While there is some disagreement in the community over each of these points, it’s clear that releasing the first of these is almost always going to be unacceptable, while the second and third are more situational.
With these requirements in place, it’s time to look at a couple of proposed systems to see how they measure up.
Information wants to be protected: Security as a mindset
I was teaching a class last week and mentioned something about privacy to the students. One of them shot back, “you’re paranoid.” And again, at a meeting with some folks about missionaries, and how best to protect them when trouble comes to their door, I was again declared paranoid. In fact, I’ve been told I’m paranoid after presentations by complete strangers who were sitting in the audience.
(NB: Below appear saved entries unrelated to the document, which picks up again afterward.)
PR #387, opened 2015-12-05
Changed move associated files to delete associated files, adds possib…

medariox:
…ilty to discard srt files.

_What is this change about?_
SickRage's default behavior is to move all associated files. That's why the option "move associated files" didn't really make any sense, since it would already do it by default.
Now the option is called "delete associated files". It allows, in combination with the "Keep associated file extensions" option, to let the users actually choose which associated files to keep. E.g. by adding "srt,nfo" to the input field, srt and nfo files will be moved during post-processing. The empty input field would mean that all associated files should be deleted. This also adds the ability to move only the video file, which previously wasn't possible (subtitles were always moved).

### DIFF
--- a/gui/slick/views/config_postProcessing.mako
+++ b/gui/slick/views/config_postProcessing.mako
@@ -41,7 +41,7 @@
                             </label>
                             <label class="nocheck" for="process_automatically">
                                 <span class="component-title">&nbsp;</span>
-                                <span class="component-desc"><b>NOTE:</b> Do not use if you use an external PostProcessing script</span>
+                                <span class="component-desc"><b>NOTE:</b> Do not use if you use an external Post Processing script</span>
                             </label>
                         </div>
                         <div class="field-pair">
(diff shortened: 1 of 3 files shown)


sickbeard/__init__.py
```diff
@@ -283,7 +283,7 @@
 TV_DOWNLOAD_DIR = None
 UNPACK = False
 SKIP_REMOVED_FILES = False
-ALLOWED_EXTENSIONS = "nfo,srr,sfv"
+ALLOWED_EXTENSIONS = "srt,nfo,srr,sfv"
```
fernandog: @medariox can

gui/slick/views/config_postProcessing.mako
```diff
@@ -138,18 +138,18 @@
                         <div class="field-pair">
                             <input type="checkbox" name="move_associated_files" id="move_associated_files" ${('', 'checked="checked"')[bool(sickbeard.MOVE_ASSOCIATED_FILES)]}/>
                             <label for="move_associated_files">
-                                <span class="component-title">Move Associated Files</span>
-                                <span class="component-desc">Move srr/sfv/etc files with the episode when processed?</span>
+                                <span class="component-title">Delete associated files</span>
+                                <span class="component-desc">Delete srt/srr/sfv/etc files while post processing?</span>
```
fernandog, line 142: @medariox can't test because of the dev issue. PP page don't load

maybe we should remove this and change the other too
<span class="component-title">Delete all associated files while post processing</span>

Okay, so I’m paranoid. I admit it.
But what is there to be paranoid about? We’ve supposedly gotten to the point where no-one cares about privacy, where encryption is pointless because everyone can see everything anyway, and all the rest. Everyone except me, that is—I’ve not “gotten over it,” nor do I think I ever will. In fact, I don’t think any engineer should “get over it,” in terms of privacy and security. Even if you think it’s not a big deal in your own life, engineers should learn to treat other people’s information with the utmost care.
In moving from the person to the digital representation of the person, we often forget it’s someone’s life we’re actually playing with. I think it’s time for engineers to take security—and privacy—personally. It’s time to actually do what we say we do, and make security a part of the design from day one, rather than something tacked on to the end.
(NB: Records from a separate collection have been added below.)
PR #3376, opened 2017-03-10
Fix todo in config.py

diondehoog:
Fixes TODOs in sickbeard/config.py

- All the frequency functions in config.py now return True or False when the function succeeds or fails
- All the change functions in config.py now return True or False when the function succeeds or fails
I first made a branch based on development of the sickrage/sickrage git repository, but I'm not allowed to push on this one (I am not a smart man). So I a new branch on the forked version hence the reason there are so few commits.


SickRage2:

Thanks!

diondehoog:
Okay, so I tried to pull request to merge it into master instead of development... it is now a request to pull it into development, I think it's time for me to take a break hehe

sickbeard/config.py
```diff
@@ -392,146 +419,196 @@ def change_showupdate_hour(freq):
...
+            return True
+
+        sickbeard.VERSION_NOTIFY = version_notify
+        if sickbeard.VERSION_NOTIFY:
+            if not sickbeard.versionCheckScheduler.enable:
+                logger.log("Starting VERSIONCHECK thread", logger.INFO)
+                sickbeard.versionCheckScheduler.silent = False
+                sickbeard.versionCheckScheduler.enable = True
+                sickbeard.versionCheckScheduler.forceRun()
+                return True
```
sharkykh: I think it should also return `True` even if the version check thread **is already enabled**.
***This applies to most of the functions.***

sickbeard/config.py
```diff
@@ -331,16 +331,22 @@ def change_unpack_dir(unpack_dir):
 def change_postprocessor_frequency(freq):
     """
     Change frequency of automatic postprocessing thread
-    TODO: Make all thread frequency changers in config.py return True/False status
 
     :param freq: New frequency
     """
-    sickbeard.AUTOPOSTPROCESSOR_FREQUENCY = try_int(freq, sickbeard.DEFAULT_AUTOPOSTPROCESSOR_FREQUENCY)
+    try:
+        sickbeard.AUTOPOSTPROCESSOR_FREQUENCY = try_int(freq, sickbeard.DEFAULT_AUTOPOSTPROCESSOR_FREQUENCY)
```
sharkykh: This can be outside the `try`.
(applies to many functions)

sickbeard/config.py
```diff
@@ -331,16 +331,22 @@ def change_unpack_dir(unpack_dir):
...
 
-    if sickbeard.AUTOPOSTPROCESSOR_FREQUENCY < sickbeard.MIN_AUTOPOSTPROCESSOR_FREQUENCY:
-        sickbeard.AUTOPOSTPROCESSOR_FREQUENCY = sickbeard.MIN_AUTOPOSTPROCESSOR_FREQUENCY
+        if sickbeard.AUTOPOSTPROCESSOR_FREQUENCY < sickbeard.MIN_AUTOPOSTPROCESSOR_FREQUENCY:
+            sickbeard.AUTOPOSTPROCESSOR_FREQUENCY = sickbeard.MIN_AUTOPOSTPROCESSOR_FREQUENCY
```
sharkykh: This `if` statement can also be outside the `try`.
(applies to many functions)

sickbeard/config.py
```diff
@@ -331,16 +331,22 @@ def change_unpack_dir(unpack_dir):
...
 
-    sickbeard.autoPostProcessorScheduler.cycleTime = datetime.timedelta(minutes=sickbeard.AUTOPOSTPROCESSOR_FREQUENCY)
+        sickbeard.autoPostProcessorScheduler.cycleTime = datetime.timedelta(minutes=sickbeard.AUTOPOSTPROCESSOR_FREQUENCY)
+        return True
+    
+    except:
+        e = sys.exc_info()[0]
+        logger.log("Exception Caught: %s".format(e), logger.DEBUG)
```
sharkykh: Replace `%s` with `{0}` or `{}`.
(applies to many functions)

sharkykh (changes requested):
Hi, and thanks for your contribution!

I have a few general comments:
- I see you already tried to fix that on your own :smile:, however the current code wouldn't work,
as the `%s` is supposed to be a `{0}` or `{}` as explained [briefly here](https://www.quantifiedcode.com/app/issue_class/4ACGxFj1).
~As a rule of thumb - it's better to use `string.format()` over string interpolation, as explained [briefly here](https://www.quantifiedcode.com/app/issue_class/4ACGxFj1). Please update your `logger.log()` calls.~
- ***In my opinion***, `try_int` and `checkbox_to_value` don't need to be inside the `try` statement.
- Many of the `if` statements that are straightforward also don't need to be inside the `try` statements.
For example, `if sickbeard.DAILYSEARCH_FREQUENCY < sickbeard.MIN_DAILYSEARCH_FREQUENCY:` won't throw an exception.
- Also see my inline comment about the `return True`.

***All of these apply to many of the functions.***

diondehoog:
Hi, thanks for the feedback! will work on it as soon as I have some time again :) (this evening or tomorrow)

sickbeard/config.py
miigotu: Naked exceptions without explicit exception type is a PEP violation, and afaik nothing here will throw an exception anyways.

sharkykh: I was thinking about that, and hoping you would notice :smile:
(because I didn't know if any of it will throw one)

So remove the `try` altogether?

miigotu:
@sharkykh @h3llrais3r
PR's from delftswa2017 repo are from a group of Computer Science students in a Dutch technical school.  They have chosen SickRage as the target of an assignment to pick an open source project on GitHub to contribute to over 5 weeks. Very cool, yeah?

@diondehoog - If we are a little picky about the work you and your group members do please don't be discouraged. We will point out as much as we can because we hope to help you gain something out of this assignment. Glad to have you all.

diondehoog:
@miigotu Don't worry about it! All feedback is welcome and we see it as a positive thing to improve ourselves :)

sickbeard/config.py
diondehoog: Hey, I'm pretty new to python so I might make some rookie mistakes hehe.
the TODOs said it should return true if it succeeds and false if it fails, but I don't really immediately see a way in which some of these functions can fail. Can you maybe give me some pointers on how to improve this? :)

miigotu: I'm not sure who/when that TODO was added, it might be very old.

If they can't fail/throw just have them return True.
Wrapping everything in try/except is an approach called EAFP,  but we usually only apply that when something can fail and in finicky areas.

When it can't fail it just adds unnecessary instructions in the bytecode and uses more CPU cycles.  For these methods it makes a negligible difference, but if it were a method that could be called thousands of times an hour it would be a major waste of resources =P

sickbeard/config.py
```diff
@@ -433,105 +436,123 @@ def change_version_notify(version_notify):
...
-
+        
     if sickbeard.DOWNLOAD_PROPERS == download_propers:
-        return
+        return True
 
-    sickbeard.DOWNLOAD_PROPERS = download_propers
-    if sickbeard.DOWNLOAD_PROPERS:
+     sickbeard.DOWNLOAD_PROPERS = download_propers
+     if sickbeard.DOWNLOAD_PROPERS:
```
sharkykh: Excess indentation (this also what caused the build to fail)

sickbeard/config.py
```diff
@@ -433,105 +436,123 @@ def change_version_notify(version_notify):
...
             logger.log("Starting TRAKTCHECKER thread", logger.INFO)
             sickbeard.traktCheckerScheduler.silent = False
             sickbeard.traktCheckerScheduler.enable = True
+        return True
+
     else:
         sickbeard.traktCheckerScheduler.enable = False
         sickbeard.traktCheckerScheduler.silent = True
         logger.log("Stopping TRAKTCHECKER thread", logger.INFO)
+        return True
```
sharkykh: We can actually just return True at the end if the function instead of returning inside each if/else,
as this will yield the same result.

sickbeard/config.py
```diff
@@ -433,105 +436,123 @@ def change_version_notify(version_notify):
...
+        else:
+            sickbeard.subtitlesFinderScheduler.enable = False
+            sickbeard.subtitlesFinderScheduler.silent = True
+            logger.log("Stopping SUBTITLESFINDER thread", logger.DEBUG)
+            return True
+
+    except:
+        e = sys.exc_info()[0]
+        logger.log("Exception Caught: {}".format(e), logger.INFO)
+        return False
```
sharkykh: Forgot two try-except statements...
This is one

sickbeard/config.py
```diff
@@ -433,105 +436,123 @@ def change_version_notify(version_notify):
...
+        else:
+            logger.log("Stopping POSTPROCESSOR thread", logger.INFO)
+            sickbeard.autoPostProcessorScheduler.enable = False
+            sickbeard.autoPostProcessorScheduler.silent = True
+            return True
+
+    except:
+        e = sys.exc_info()[0]
+        logger.log("Exception Caught: {}".format(e), logger.DEBUG)
+        return False
```
sharkykh: This is two.

sharkykh (changes requested):
You're almost there! :)
It also seems like you did very much and then deleted, but that wasn't your fault, as those TODOs might have been outdated...

sharkykh (approved):

diondehoog:
Thanks for all the help and feedback guys! Next time everything should go a bit faster haha 👍

sharkykh:
Looking forward to it :)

And I don’t care if you think I’m paranoid.
Maybe it’s time to replace the old saying information wants to be free. Perhaps we should replace it with something a little more realistic, like:
Information wants to be protected.
It’s true that there are many different kinds of information. For instance, there’s the information contained in a song, or the information contained in a book, or a blog, or information about someone’s browsing history. Each piece of information has a specific intent, or purpose, a goal for which it was created. Engineers should make their default design such that information is only used for its intended purpose by the creator (or owner) of that information. We should design this into our networks, into our applications, and into our thought patterns. It’s all too easy to think, “we’ll get to security once things are done, and there’s real data being pushed into the system.” And then it’s too easy to think, “no-one has complained, and the world didn’t fall apart, so I’ll do it later.”
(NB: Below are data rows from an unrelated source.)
PR #3402, opened 2017-03-15
Further locale support for Javascript files

sharkykh:
Continues #3367 

The initial commit to this PR includes **[adrienrn/jsgettext](https://github.com/adrienrn/jsgettext)**,
and my way of implementing it into the code.

Notes:
1. Right now it doesn't support `sickbeard.GUI_LANG` being None. I don't think I even tested it.
2. In my first attempt to serve the locale files I tried to create a Tornado "redirect" from (regex)
`/locale/([a-z]{2}_[A-Z]{2})\.([pm]o)`
  to `/locale/\1/LC_MESSAGES/messages.\2`
  So the url would be as clean as possible,
  but I was having a hard time writing in a new handler that does that to work...
3. **Unfortunately,** jsgettext doesn't support `.mo` files, only `.po` and `.json`.
Apparently support for `.mo` **is planned**, however it seems like the repo was last updated on Jun 19, 2016, so it might take a while.
4. [This line](https://github.com/SickRage/SickRage/pull/3402/commits/cba6f805b1b35554fad3dd0105160f790b8dd7ee#diff-7a62d0eb6a8e5fb4f863e112ea1920b7R98) also creates a weird warning in the developer console. AFAIK it doesn't cause any issues, just annoying.


SickRage2:

Thanks!

sharkykh:
Another discussion point is, we should consider using json translations instead of po.
* It may be a more elegant solution
* It's probably faster (and it's also recommended) to parse json rather than to read a po file
* It would probably get rid of that warning (see 4. in OP)

**Converting po to json in gettext format:**
This part is a bit lacking in options...
There is a module for [python (pojson)](https://pypi.python.org/pypi/pojson) but it's optimised for another format that we can't really use (i18next),
and I also saw several npm modules.
~If it's possible to run it as part of the `compile_catalog` command on setup.py,
then we won't need to run extra tasks/commands when updating translations.~

miigotu:
json is the best format to use I think. Its the most efficient in js, and the type is recognized
We can add a grunt task to:

__most of the process is here__
```bash
setup.py extract_messages
setup.py update_catalog
if CROWDIN_API_KEY env var is set:
    crowdin-cli-py upload sources
    crowdin-cli-py download
setup.py compile_catalog
bower_components/jsgettext/bin/po2json on all of the po files
```

I also want to add a grunt task that automates my changelog updates, maybe even handle the entire release process I do
```bash
git checkout develop
git pull
git checkout master
git merge develop
git log --oneline (latest tag)..HEAD | sed 's/^........//' | xclip -selection c
git tag -s (date-num)
paste+save
git push origin master --tags
./genchanges.sh > ../sickrage.github.io/sickrage-news/CHANGES.md
cd ../sickrage.github.io
git commit -asm 'Update changelog'
git push origin master
```

sharkykh:
I agree about the efficiency.
We can also "compile" it like po->mo by running uglify on the json (I think).

The `jsgettext/bin/po2json` script is written in **Perl**. ( 😞 )
I downloaded Perl and tested it.
It worked, kind of.
1. It couldn't read the locale header / plural forms for some reason,
which is not ideal and may cause issues in the long run.
2. I tested it on he_IL (Hebrew), and it looks like it's not using utf-8
even though the file is encoded in utf-8.
```javascript
      "Unknown" : [
         null,
         "×œ× ×™×“×•×¢"
      ],
```

I failed to find a compatible Python script after I realized `pojson` isn't (as I said in the last comment).
But now that I know `grunt` can pretty much run any task we'd like (using [`grunt-shell`](https://github.com/sindresorhus/grunt-shell) for example), so maybe there's a Node.js module that's compatible.
**_I'll probably look into that later today._**

_____

### On an unrelated note,
I noticed most of the time when grunt recreates .min.js files,
they are different from the latest repository version, even if you updated moments ago.

**In other words:**
 * You run grunt and push vender.min.js + core.min.js,
 * I pull the latest commit, run grunt again
 * My newly created minified js files **are different** for no apparent reason
(not a line endings issue, I use LF)

My older brother suggested we'd switch to yarn instead of npm.
It's much faster and also it checks all of the modules' dependencies,
and he thinks that might be what's causing the difference.

The change is we would need to commit a yarn.lock which should be commited every time it changes,
and use some different commands of course. [yarn : migrating from npm](https://yarnpkg.com/en/docs/migrating-from-npm)
(didn't actually read this, my brother taught me the basics of yarn)

What do you think?
_________

### Sorry for the long post, here's a potato! 🥔 haha

sharkykh:
@miigotu  Just wanted to let you know I'm making very good progress with this right now.
After a couple of hours trying to find a better po-2-json script, the solution just hit me!
You'll see when I finish :smile:

sharkykh:
Added the new grunt task: `grunt update_trans`.
It will execute the commands you asked for, and it will also sync with crowdin.com when you have `CROWDIN_API_KEY` variable set.
You should test it with your setup and verify it works.

And now gettext strings are loaded using ajax from messages.json.
Currently it uses `async: true` in order to avoid the deprecated warning.
I don't believe it will cause any major issues or any issues at all...

Anyway, I am not finished yet.

* **I still have to somehow get the user's system locale**
for when 'Use System Language' is selected in config.
I'm thinking of passing it down from python as a meta-var.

But what does it mean to design security into the system from day one? This is often, actually, the hard part. There are tradeoffs, particularly costs, involved with security. These costs might be in terms of complexity, which makes our jobs harder, or in terms of actual costs to bring the system up in the first place.
But if we don’t start pushing back, who will? The users? Most of them don’t even begin to understand the threat. The business folks who pay for the networks and applications we build? Not until they’re convinced there’s an ROI they can get their minds around. Who’s going to need to build that ROI? We are.
A good place to start might be here.
And we’re not going to until we all start nurturing the little security geek inside every engineer, until we start taking security (and privacy) a little more seriously. Until we stop thinking about this stuff as just bits on the wire, and start thinking about it as people’s lives. Until we reset our default to “just a little paranoid,” perhaps.
P.S. I’m not so certain we should get over it. Somehow I think we’re losing something of ourselves in this process of opening our lives to anyone and everyone, and I fear that by the time we figure out what it is we’re losing, it’ll be too late to reverse the process. Somehow I think that treating other people as a product (if the service is free, you are the product) is just wrong in ways we’ve not yet been able to define.